(Stored records)
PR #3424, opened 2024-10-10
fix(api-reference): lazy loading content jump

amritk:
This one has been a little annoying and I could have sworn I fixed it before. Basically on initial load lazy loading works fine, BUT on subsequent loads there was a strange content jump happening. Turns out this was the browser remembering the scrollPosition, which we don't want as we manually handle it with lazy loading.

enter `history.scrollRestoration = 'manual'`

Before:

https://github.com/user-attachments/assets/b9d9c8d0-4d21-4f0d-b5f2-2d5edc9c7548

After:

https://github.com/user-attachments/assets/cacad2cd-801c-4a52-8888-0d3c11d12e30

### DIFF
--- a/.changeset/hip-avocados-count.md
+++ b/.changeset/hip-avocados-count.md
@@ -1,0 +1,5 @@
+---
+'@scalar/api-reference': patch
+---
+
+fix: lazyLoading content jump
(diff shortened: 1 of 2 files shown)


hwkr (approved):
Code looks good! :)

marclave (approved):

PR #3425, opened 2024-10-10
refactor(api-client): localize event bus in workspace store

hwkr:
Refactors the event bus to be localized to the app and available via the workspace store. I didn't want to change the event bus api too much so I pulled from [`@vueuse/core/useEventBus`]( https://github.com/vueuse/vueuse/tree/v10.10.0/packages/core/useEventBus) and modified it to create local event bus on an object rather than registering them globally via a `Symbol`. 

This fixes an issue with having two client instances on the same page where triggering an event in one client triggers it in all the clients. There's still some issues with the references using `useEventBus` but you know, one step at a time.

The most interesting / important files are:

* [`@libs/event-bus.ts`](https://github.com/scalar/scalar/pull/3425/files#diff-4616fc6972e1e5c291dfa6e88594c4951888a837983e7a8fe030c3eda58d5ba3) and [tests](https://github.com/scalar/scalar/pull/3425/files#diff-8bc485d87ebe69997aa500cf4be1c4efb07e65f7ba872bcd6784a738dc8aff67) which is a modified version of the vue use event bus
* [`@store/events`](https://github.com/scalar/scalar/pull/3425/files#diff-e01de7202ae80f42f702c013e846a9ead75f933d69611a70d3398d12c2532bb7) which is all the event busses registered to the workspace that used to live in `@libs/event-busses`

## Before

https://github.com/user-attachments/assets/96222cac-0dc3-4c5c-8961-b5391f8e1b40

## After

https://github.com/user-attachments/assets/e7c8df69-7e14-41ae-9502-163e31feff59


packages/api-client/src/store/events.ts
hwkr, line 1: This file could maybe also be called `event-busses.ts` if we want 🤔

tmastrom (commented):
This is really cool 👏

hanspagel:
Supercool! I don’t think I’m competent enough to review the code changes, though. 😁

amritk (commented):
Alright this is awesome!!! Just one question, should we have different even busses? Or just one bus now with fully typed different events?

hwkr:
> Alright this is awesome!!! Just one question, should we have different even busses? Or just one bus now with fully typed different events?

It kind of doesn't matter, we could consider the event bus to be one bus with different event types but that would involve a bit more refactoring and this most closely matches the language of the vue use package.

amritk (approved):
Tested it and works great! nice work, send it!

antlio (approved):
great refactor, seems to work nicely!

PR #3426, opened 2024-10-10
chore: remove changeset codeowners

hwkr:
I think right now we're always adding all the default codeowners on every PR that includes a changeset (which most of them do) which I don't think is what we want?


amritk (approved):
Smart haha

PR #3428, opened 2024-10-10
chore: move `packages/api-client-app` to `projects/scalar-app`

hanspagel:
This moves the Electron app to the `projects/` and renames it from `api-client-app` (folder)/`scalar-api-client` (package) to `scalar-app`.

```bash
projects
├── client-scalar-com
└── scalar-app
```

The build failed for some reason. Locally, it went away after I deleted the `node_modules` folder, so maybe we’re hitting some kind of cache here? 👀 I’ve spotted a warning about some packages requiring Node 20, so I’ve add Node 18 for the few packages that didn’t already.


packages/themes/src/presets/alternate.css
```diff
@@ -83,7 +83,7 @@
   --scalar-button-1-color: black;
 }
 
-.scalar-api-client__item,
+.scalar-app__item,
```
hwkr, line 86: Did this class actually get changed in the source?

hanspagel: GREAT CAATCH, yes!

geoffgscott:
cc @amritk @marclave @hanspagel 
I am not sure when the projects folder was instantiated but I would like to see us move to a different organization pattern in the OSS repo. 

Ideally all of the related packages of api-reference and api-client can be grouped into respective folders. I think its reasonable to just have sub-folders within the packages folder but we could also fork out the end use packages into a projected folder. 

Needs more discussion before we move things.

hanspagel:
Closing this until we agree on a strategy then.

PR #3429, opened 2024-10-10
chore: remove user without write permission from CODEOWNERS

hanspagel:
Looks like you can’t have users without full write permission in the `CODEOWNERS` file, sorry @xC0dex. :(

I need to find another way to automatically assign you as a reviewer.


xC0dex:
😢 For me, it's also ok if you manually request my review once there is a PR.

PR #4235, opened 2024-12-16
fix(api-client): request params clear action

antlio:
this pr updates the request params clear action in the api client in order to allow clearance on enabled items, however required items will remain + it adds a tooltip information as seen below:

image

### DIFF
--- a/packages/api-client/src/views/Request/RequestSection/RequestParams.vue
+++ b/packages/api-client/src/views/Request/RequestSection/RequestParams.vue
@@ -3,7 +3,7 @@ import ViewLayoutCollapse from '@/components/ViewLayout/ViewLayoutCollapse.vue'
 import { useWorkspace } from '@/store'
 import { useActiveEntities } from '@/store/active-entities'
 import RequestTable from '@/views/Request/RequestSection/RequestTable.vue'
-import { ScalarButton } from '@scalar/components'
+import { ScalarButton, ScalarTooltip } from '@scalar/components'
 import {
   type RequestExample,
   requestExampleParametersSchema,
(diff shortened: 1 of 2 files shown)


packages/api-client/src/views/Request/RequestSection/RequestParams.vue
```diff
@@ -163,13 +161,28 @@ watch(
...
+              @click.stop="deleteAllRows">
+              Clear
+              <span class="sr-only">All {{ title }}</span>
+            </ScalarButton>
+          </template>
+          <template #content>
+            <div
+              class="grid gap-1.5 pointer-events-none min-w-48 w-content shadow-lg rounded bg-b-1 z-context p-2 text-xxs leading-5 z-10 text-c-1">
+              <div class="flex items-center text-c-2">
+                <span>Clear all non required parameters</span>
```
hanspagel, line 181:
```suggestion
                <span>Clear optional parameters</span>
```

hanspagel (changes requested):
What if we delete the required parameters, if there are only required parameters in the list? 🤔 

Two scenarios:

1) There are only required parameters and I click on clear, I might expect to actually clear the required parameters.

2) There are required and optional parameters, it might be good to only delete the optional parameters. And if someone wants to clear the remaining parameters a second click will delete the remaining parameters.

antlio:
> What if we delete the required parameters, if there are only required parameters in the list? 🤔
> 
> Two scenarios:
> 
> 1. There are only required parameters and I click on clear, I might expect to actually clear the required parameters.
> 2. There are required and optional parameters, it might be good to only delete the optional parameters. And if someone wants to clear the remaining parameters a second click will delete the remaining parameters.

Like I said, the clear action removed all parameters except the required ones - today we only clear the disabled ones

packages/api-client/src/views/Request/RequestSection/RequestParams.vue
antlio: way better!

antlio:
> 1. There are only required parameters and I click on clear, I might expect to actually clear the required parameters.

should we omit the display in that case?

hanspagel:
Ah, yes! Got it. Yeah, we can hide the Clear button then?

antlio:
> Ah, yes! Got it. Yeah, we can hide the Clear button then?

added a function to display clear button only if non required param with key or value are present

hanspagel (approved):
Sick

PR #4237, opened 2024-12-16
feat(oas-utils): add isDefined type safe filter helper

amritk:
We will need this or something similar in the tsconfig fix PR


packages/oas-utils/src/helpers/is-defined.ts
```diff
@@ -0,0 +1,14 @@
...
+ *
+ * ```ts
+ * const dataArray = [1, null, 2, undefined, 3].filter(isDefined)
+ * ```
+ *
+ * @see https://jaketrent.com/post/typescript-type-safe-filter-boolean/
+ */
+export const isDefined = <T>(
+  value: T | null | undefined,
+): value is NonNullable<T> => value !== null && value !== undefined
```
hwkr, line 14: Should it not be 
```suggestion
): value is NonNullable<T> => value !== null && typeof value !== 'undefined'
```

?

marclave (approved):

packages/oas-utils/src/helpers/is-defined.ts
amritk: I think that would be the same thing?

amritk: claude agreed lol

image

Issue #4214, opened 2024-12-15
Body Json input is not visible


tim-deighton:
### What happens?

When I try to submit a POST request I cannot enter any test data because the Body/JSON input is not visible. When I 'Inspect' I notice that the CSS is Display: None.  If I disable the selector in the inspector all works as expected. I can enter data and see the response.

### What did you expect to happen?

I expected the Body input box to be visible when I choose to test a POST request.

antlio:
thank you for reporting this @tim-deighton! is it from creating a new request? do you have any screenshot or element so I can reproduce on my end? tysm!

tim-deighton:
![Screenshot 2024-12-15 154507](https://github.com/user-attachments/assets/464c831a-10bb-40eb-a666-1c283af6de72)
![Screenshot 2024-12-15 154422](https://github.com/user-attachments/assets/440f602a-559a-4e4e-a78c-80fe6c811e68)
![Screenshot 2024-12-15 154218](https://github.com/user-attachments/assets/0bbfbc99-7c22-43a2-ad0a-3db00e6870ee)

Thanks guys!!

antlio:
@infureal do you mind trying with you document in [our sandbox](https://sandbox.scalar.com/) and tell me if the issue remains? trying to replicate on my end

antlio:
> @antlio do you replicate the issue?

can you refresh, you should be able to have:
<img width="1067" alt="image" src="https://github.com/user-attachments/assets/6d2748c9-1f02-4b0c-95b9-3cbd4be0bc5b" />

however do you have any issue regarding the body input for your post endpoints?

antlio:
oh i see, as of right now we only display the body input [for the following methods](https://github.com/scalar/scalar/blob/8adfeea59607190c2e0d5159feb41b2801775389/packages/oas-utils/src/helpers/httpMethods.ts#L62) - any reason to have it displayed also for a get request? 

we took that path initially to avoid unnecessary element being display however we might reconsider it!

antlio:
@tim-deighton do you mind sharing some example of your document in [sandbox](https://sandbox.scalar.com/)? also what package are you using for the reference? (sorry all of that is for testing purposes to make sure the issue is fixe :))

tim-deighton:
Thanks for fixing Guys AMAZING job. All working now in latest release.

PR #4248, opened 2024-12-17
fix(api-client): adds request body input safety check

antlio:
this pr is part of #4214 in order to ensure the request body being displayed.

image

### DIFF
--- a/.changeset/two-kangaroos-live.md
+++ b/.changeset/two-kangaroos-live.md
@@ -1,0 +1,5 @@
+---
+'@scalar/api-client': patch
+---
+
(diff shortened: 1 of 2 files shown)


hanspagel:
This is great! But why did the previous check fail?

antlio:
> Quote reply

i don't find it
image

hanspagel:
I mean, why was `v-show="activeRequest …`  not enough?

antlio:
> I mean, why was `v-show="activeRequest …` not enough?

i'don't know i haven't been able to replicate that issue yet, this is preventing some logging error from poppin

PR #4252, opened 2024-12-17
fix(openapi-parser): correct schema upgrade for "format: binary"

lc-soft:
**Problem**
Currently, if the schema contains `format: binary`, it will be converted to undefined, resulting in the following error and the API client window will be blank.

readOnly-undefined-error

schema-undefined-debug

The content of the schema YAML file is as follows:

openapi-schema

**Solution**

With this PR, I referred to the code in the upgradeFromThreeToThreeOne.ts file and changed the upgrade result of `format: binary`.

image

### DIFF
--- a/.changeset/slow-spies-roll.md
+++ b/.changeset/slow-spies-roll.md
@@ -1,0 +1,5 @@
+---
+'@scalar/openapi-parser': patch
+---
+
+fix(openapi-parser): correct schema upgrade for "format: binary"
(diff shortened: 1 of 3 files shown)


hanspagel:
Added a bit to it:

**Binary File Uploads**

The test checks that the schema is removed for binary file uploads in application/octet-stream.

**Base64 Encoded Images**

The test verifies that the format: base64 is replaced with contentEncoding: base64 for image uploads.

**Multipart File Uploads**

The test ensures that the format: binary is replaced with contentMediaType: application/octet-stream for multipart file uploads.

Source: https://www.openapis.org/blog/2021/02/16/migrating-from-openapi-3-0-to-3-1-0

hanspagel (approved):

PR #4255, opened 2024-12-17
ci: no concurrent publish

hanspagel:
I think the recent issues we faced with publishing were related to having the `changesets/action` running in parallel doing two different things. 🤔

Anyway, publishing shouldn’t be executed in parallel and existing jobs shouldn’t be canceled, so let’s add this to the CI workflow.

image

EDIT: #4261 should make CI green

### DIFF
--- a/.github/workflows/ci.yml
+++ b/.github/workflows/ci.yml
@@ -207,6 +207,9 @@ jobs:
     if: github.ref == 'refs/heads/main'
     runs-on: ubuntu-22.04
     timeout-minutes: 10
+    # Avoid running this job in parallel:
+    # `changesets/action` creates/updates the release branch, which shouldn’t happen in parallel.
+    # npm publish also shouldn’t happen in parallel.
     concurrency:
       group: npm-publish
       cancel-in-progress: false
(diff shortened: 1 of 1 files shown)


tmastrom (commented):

● **Task directions**: Check every line of the data above for the string "filter", and copy those that have it.

● **Answer area**:
feat(oas-utils): add isDefined type safe filter helper
+ * const dataArray = [1, null, 2, undefined, 3].filter(isDefined)
+ * @see https://jaketrent.com/post/typescript-type-safe-filter-boolean/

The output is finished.